Your result will be the set of lines with "TableauDashboard", copied from the material below.

### Excerpted data
○ ○ ○ ○ ○

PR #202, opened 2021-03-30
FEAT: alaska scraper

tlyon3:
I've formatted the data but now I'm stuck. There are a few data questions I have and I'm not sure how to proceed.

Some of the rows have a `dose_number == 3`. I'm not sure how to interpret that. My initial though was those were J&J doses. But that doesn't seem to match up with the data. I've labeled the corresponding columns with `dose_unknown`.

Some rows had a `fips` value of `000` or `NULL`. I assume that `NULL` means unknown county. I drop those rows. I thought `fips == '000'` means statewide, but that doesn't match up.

○ ○ ○ ○ ○

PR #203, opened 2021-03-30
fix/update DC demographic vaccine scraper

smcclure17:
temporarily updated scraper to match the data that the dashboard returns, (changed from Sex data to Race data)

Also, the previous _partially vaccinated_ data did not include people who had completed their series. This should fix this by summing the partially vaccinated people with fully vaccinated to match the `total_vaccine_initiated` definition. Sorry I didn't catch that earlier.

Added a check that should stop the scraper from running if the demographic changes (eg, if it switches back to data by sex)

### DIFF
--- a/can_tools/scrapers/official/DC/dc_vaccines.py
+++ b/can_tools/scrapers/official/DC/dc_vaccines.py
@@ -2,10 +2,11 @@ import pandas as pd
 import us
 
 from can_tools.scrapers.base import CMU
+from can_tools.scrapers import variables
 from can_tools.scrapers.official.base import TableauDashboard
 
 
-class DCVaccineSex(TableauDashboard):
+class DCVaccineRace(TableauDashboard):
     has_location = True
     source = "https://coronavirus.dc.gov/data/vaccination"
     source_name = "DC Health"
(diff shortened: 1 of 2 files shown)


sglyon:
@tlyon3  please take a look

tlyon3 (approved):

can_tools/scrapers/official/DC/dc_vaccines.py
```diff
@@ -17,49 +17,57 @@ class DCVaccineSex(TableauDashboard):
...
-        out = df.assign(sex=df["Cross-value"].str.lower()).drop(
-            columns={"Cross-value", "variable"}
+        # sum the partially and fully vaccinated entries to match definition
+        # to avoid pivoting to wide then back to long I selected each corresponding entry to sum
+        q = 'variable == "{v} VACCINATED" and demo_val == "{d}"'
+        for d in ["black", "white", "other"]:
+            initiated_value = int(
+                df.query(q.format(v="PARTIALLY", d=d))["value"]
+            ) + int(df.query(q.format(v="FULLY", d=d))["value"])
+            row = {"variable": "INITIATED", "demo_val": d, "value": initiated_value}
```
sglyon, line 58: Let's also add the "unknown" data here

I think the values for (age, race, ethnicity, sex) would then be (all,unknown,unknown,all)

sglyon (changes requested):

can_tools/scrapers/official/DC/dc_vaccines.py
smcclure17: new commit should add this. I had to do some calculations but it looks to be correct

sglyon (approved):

○ ○ ○ ○ ○

### Response to the exercise
 from can_tools.scrapers.official.base import TableauDashboard
-class DCVaccineSex(TableauDashboard):
+class DCVaccineRace(TableauDashboard):
@@ -17,49 +17,57 @@ class DCVaccineSex(TableauDashboard):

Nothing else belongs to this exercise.